By Andrew Hoggard*
On TV3’s The Nation recently, Fonterra Co-operative Group Chief Executive, Theo Spierings, underwent a rare hard-nosed interview. The sort of grilling usually reserved for the Prime Minister.
What caught host Lisa Owens by surprise was the risk posed to Fonterra by Ebola. That’s right, Ebola.
Theo puts the impact of this disease at up to six percent of Fonterra’s exports; $150 million.
The reason being people in affected countries are unable to get to markets and so economies start to unwind.
Only the journalist Bernard Hickey ‘got it,’ by pointing out that Fonterra had the means to switch production from powder into other products.
This not only shows it is a different beast than many give it credit for, but highlights that Fonterra is our only real “global company.”
The impact of Ebola makes me think that we need to borrow a term usually associated with the military.
You see Ebola ranks right up there with the Eastern Ukraine as examples of “asymmetrical trade threats.” These are things straight out of left field impacting us nonetheless.
What Russian separatists do have already cost our dairy industry and economy hundreds of millions by dislocating European milk.
Ebola’s cost to us is already $150 million and counting.
None of these two things have anything to do with a cow munching grass on a Kiwi farm or the dairy industry of the Ukraine or Liberia.
There is no direct connection but we’re still affected by its ripples.
I think most people reading this will understand the “symmetrical trade threats” we face, things like quotas, subsidies and tariffs.

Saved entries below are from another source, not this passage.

Issue #2629, opened 2016-09-23
Docker module improvements


ruflin:
- [x] Add tests to generate `data.json` files https://github.com/elastic/beats/pull/2665
- [x] Check that config files are according to standard (experimental disabled by default) https://github.com/elastic/beats/pull/2665
- [x] Review all docker fields for the naming convention https://github.com/elastic/beats/pull/2665
- [x] Add CHANGELOG update https://github.com/elastic/beats/pull/2674
- [x] Do manual tests 
- [x] Complete fields.yml with all fields https://github.com/elastic/beats/pull/2674
- [x] Add system tests to verify fields.yml https://github.com/elastic/beats/pull/2971
- [x] Add more tests
- [x] Add MetricSet for [/info](https://docs.docker.com/engine/reference/api/docker_remote_api_v1.24/#/display-system-wide-information):  https://github.com/elastic/beats/pull/2672
- [ ] Run `golint ./... | grep -v vendor` and check errors for docker module
- [x] Add dashboard #2943.
- [x] Add socket info under host if used: https://github.com/elastic/beats/pull/2665#discussion_r82192489
- [x] Change and test labels to be taken with . if possible: https://github.com/elastic/beats/pull/2665#discussion_r82193492
- [ ] Write migration guide from [dockbeat](https://github.com/Ingensi/dockbeat)
- [x] How to handle ports and labels list in container metric
- [ ] Limit number of digits for percentage value. Use same logic as in system/cpu metricset
- [ ] Fetching CPU data takes > 2s because of average calculation on docker side -> API Problem
- [ ] Clean up ssl handling / naming
- [ ] Update dashboards

tsg:
I played with creating a dashboard for a demo and I have a couple of observations/suggestions. Don't take this as criticism, please, I could create some pretty cool dashboards and the demo is going to be great!

On CPU stats:

* Looks like metrics like CPU time are [derivates](https://github.com/elastic/beats/blob/master/metricbeat/module/docker/cpu/helper.go#L93).  That's quite convenient for my demo :), but goes against the principle that Metricbeat does total values by default.  We should consider indicating somehow in the name that this is a derivate.
* For the CPU time ahead, if I interpret the code correctly, it's in seconds. We should indicate that in the metrics names.
[...]

PR #2665, opened 2016-10-03
Docker module cleanup

ruflin:
* Make default period 10s, same as for all other beats
* Remove unnecessary code comments
* Make convertContainerPort local to container MetricSet
* Only add labels to container MetricSet if not empty
* Apply some code conventions
* Convert local @timestamp to timestamp to prevent confusion
* Replace rx / tx with in / out in network metricset to be consistent with system network metricset
* Add interface name as field instead of having it as a dynamic element. This makes it easier to filter.
* If not containers are running, just no events are returned
* Add data.json for all metricsets
* Introduce ToMapStr for Container data
* Move socket to Container MapStr. Is Socket info really needed?
* Remove unnecessary nesting levels as namespace already given by metricset
* Have one docker client per metricset instead of having one global client

### DIFF
--- a/metricbeat/module/docker/config.go
+++ b/metricbeat/module/docker/config.go
@@ -1,7 +1,8 @@
 package docker
 
 type TlsConfig struct {
-	Enabled  bool   `config:"enabled"`
+	Enabled bool `config:"enabled"`
+	// TODO: Naming should be standardised with output cert configs
 	CaPath   string `config:"ca_path"`
 	CertPath string `config:"cert_path"`
 	KeyPath  string `config:"key_path"`
@@ -12,8 +13,8 @@ type Config struct {
 	Tls    TlsConfig
 }
 
-func GetDefaultConf() *Config {
-	return &Config{
+func GetDefaultConf() Config {
+	return Config{
 		Socket: "unix:///var/run/docker.sock",
 		Tls: TlsConfig{
 			Enabled: false,
--- a/metricbeat/module/docker/container/data.go
+++ b/metricbeat/module/docker/container/data.go
@@ -6,7 +6,6 @@ import (
 	dc "github.com/fsouza/go-dockerclient"
 
 	"github.com/elastic/beats/libbeat/common"
-
 	"github.com/elastic/beats/metricbeat/module/docker"
 )
 
@@ -17,24 +16,40 @@ func eventsMapping(containersList []dc.APIContainers) []common.MapStr {
 	}
 	return myEvents
 }
-func eventMapping(mycontainer *dc.APIContainers) common.MapStr {
+
+func eventMapping(cont *dc.APIContainers) common.MapStr {
 
 	event := common.MapStr{
-		"@timestamp": time.Now(),
-		"container": common.MapStr{
-			"created":      common.Time(time.Unix(mycontainer.Created, 0)),
-			"id":           mycontainer.ID,
-			"name":         docker.ExtractContainerName(mycontainer.Names),
-			"labels":       docker.BuildLabelArray(mycontainer.Labels),
-			"command":      mycontainer.Command,
-			"image":        mycontainer.Image,
-			"ports":        docker.ConvertContainerPorts(&mycontainer.Ports),
-			"size_root_fs": mycontainer.SizeRootFs,
-			"size_rw":      mycontainer.SizeRw,
-			"status":       mycontainer.Status,
+		"created": common.Time(time.Unix(cont.Created, 0)),
+		"id":      cont.ID,
+		"name":    docker.ExtractContainerName(cont.Names),
+		"command": cont.Command,
+		"image":   cont.Image,
+		"ports":   convertContainerPorts(cont.Ports),
+		"labels":  docker.BuildLabelArray(cont.Labels),
+		"size": common.MapStr{
+			"root_fs": cont.SizeRootFs,
+			"rw":      cont.SizeRw,
 		},
-		"socket": docker.GetSocket(),
+		"status": cont.Status,
 	}
 
 	return event
+}
+
+func convertContainerPorts(ports []dc.APIPort) []map[string]interface{} {
+	var outputPorts = []map[string]interface{}{}
+	for _, port := range ports {
+		outputPort := common.MapStr{
+			"ip": port.IP,
+			"port": common.MapStr{
+				"private": port.PrivatePort,
+				"public":  port.PublicPort,
+			},
+			"type": port.Type,
+		}
+		outputPorts = append(outputPorts, outputPort)
+	}
+
+	return outputPorts
 }
--- a/metricbeat/module/docker/cpu/cpu_test.go
+++ b/metricbeat/module/docker/cpu/cpu_test.go
@@ -3,13 +3,11 @@ package cpu
 import (
 	"reflect"
 	"testing"
-	"time"
 
 	dc "github.com/fsouza/go-dockerclient"
 	"github.com/stretchr/testify/assert"
 
 	"github.com/elastic/beats/libbeat/common"
-	"github.com/elastic/beats/metricbeat/module/docker"
 )
 
 func TestCPUService_PerCpuUsage(t *testing.T) {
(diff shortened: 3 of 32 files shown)


ruflin:
@douaejeouit It would be nice if you could have a look at this PR and especially have a look at the // TODO I added. Would be good to get your thoughts on these.

metricbeat/module/docker/container/data.go
```diff
@@ -17,24 +16,45 @@ func eventsMapping(containersList []dc.APIContainers) []common.MapStr {
 	}
 	return myEvents
 }
-func eventMapping(mycontainer *dc.APIContainers) common.MapStr {
+
+func eventMapping(cont *dc.APIContainers) common.MapStr {
 
 	event := common.MapStr{
-		"@timestamp": time.Now(),
+		"timestamp": time.Now(),
```
tsg: Not sure I understand this, does it mean we'll have both `@timestamp` and `timestamp`? Seems unnecessary.

ruflin: @tsg Agree. Before one was overwriting the other (or at least it tried and didn't as it was not common.Time). With the above implementation each event can have its separate timestamp instead of one for all events of this batch. But as the heavy work happens when the info from the docker api is fetched and the timestamp is generated afterwards, I suggest to just remove it.

Perhaps @douaejeouit can share some insights here?

douaejeouit: The @timestamp here shouldn't be time.now() ! The idea is to get the time generate by Docker daemon while sending the events requested ( here the containers event), this is what I did for all the other metricsets.
I will be on it tomorrow morning!  There is some smalll changes to do, otherwise, we can simply keep @timestamp as it is for the containers event! What do you think guys ? @ruflin @tsg

tsg:
LGTM.

metricbeat/module/docker/container/data.go
ruflin: @douaejeouit I saw this part, but we are talking here about a milli second difference in time. I don't think it is worth to do this and have the logic because of this different from all other modules / metricsets where the timestamp represents when the event fetching started. The nice part of this is that `timestamp + rrt` is when the even creation ended. With the above implementation it is not 100% clear to me what the timestamp will exactly represent.

@douaejeouit  Perhaps you can share some insights on what the timestamp exactly is.

ruflin:
@douaejeouit We merged this PR, but lets continue this discussion about the timestamp. Happy to readd it if needed. Please also have a look at the PR to check if I changed some code that should not be changed.

metricbeat/module/docker/container/data.go
douaejeouit: @ruflin Ok!
But .. what do you mean by having one dockerclient per metricset instead of having one global client? For me the docker client instance should be created only once. Could you please clarify this point?
Concerning timestamp, as I said before, it's overwritten and it represents the time when the stats were read from the deamon. But since it's only a matter of a milli seconds difference in time, I agree with you! We can change the logic 👍

douaejeouit: Ok, 
Indeed, I made the choice to have one client for failing to 5 simultaneous connections if all the metricsets are used.. anyway, it's Ok as it is not problematic.

ruflin: Before it was not only 1 client for all 5 metricsets, but one client for all docker modules (one docker module can be used multiple times in the config) which broke the implementation.

douaejeouit: All right .. I can see now! Thanks

metricbeat/module/docker/cpu/cpu_test.go
```diff
@@ -73,6 +74,8 @@ func TestCPUService_UsageInUsermode(t *testing.T) {
 	//  THEN
 	assert.Equal(t, float64(0.50), result)
 }
+
+/* TODO: uncomment
```
douaejeouit: Should I comment it? This function needs to be updated in order to match with last changes you made. I'll do it.

metricbeat/module/docker/helper.go
```diff
@@ -16,13 +16,29 @@ type Container struct {
 	Socket *string
 }
 
-func InitCurrentContainer(container *docker.APIContainers) *Container {
+func (c *Container) ToMapStr() common.MapStr {
+	m := common.MapStr{
+		"id":   c.Id,
+		"name": c.Name,
+		// TODO: Is this really needed
+		"socket": GetSocket(),
```
douaejeouit: It's an extra information. We can ignore it if you judge it isn't needed!

metricbeat/module/docker/helper.go
```diff
@@ -35,37 +51,25 @@ func ExtractContainerName(names []string) string {
...
+	outputLabels := make([]common.MapStr, len(labels))
 	i := 0
 	var keys []string
 	for key := range labels {
 		keys = append(keys, key)
 	}
 	sort.Strings(keys)
 	for _, k := range keys {
+		// Replace all . in the labels by _
+		// TODO: WHY?
```
douaejeouit: It was the naming used in dockbeat Project, where it has been decided to format the labels output . I didn't want it to be different, that's why I left it at it is. It's not necessery. We can leave it as it's generated by docker's API.

metricbeat/module/docker/config.go
```diff
@@ -1,7 +1,8 @@
 package docker
 
 type TlsConfig struct {
-	Enabled  bool   `config:"enabled"`
+	Enabled bool `config:"enabled"`
+	// TODO: Naming should be standardised with output cert configs
```
douaejeouit: 👍

metricbeat/module/docker/cpu/cpu_test.go
ruflin: Yes, please. Thanks

metricbeat/module/docker/helper.go
ruflin: I'm trying to understand the use case behind it. It see that people will search for id and name, but will the socket information be of any use? I think this is useful in the `info` metricset, but it is required in the other metricsets. I'm hesitant to remove it as I'm sure there was a good reason to add it which I'm just not aware of yet.

metricbeat/module/docker/helper.go
ruflin: I was first thinking . were replaced by _ because in ES <2.4 . can't be used in field names. But it seems to be the names where it is replaced? Perhaps there are some disadvantages in Kibana with the . ? Would be interesting to get some more background info on this decision.

metricbeat/module/docker/helper.go
douaejeouit: The main objectif of having it as a field is to have an clear idea about the conf and to check it as well.  Espacially in case we have two docker modules running and each one listen on different socket. Since  we can bind docker to another host or port using a tcp connection, it's always good to know if it listen on TCP or a Unix socket or both, that's why it's present n all the metricsets!

ruflin: I'm thinking in case a socket is used, if we should copy over the socket information to `metricset.host` info instead?

metricbeat/module/docker/helper.go
ruflin: I wasn't aware, that the above was and issue for values. I would expect it to be an issue for keys, but also values? Were the values defined as text or keywords? That could have been the issue, that if it was not defined as keywors that the tokenizer was applied? But this can be solved by applying the right mapping.

We should test the behaviour here, as in general I think it would be nice to keep the name of the labels the same as the user set it, as this is what he will probably look for.

metricbeat/module/docker/helper.go
douaejeouit: +1, it sounds good for me!

ruflin: Added a task to the list here: https://github.com/elastic/beats/issues/2629

metricbeat/module/docker/helper.go
ruflin: Added a task to the list here: https://github.com/elastic/beats/issues/2629

rikatz:
Guys, with my previous contribution about labels and dots, is this still necessary?

ruflin:
@rikatz There were quite a lot of changes and discussions in this PR. Which part are you referring to?

rikatz:
@ruflin Sorry! about the labels cleanup, as mentioned on the helper.go here, about the replacement of dots to underlines.

Also, the task "Change and test labels to be taken with . if possible: #2665 (comment)" on #2629

ruflin:
@rikatz I checked the checkboxes in the issue as done.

Things possibly benefiting the American farms that Eric Watson, the former Hanover co-owner, has interests in.
As The Economist noted earlier this year, “the Senate passed the farm bill, a strange piece of legislation which costs nearly a trillion dollars. It mixes benefits that mostly go to the poor (food stamps) with agricultural subsidies that mostly go to the rich (crop subsidies for large farms)….”
Ebola and Eastern Ukraine show us that we should fear “asymmetrical trade threats.” It’s the same threat if our biggest export happened to be iPhones, software or tourism instead of dairy.
Explaining this to the public is hard when a senior journalist goes onto Twitter and seriously asks if Beetroot makes milk pink. Other reporters I’ve spoken to over the years have firmly believed fresh milk is just reconstituted powder. You have to wonder if there’s something amiss with our education system.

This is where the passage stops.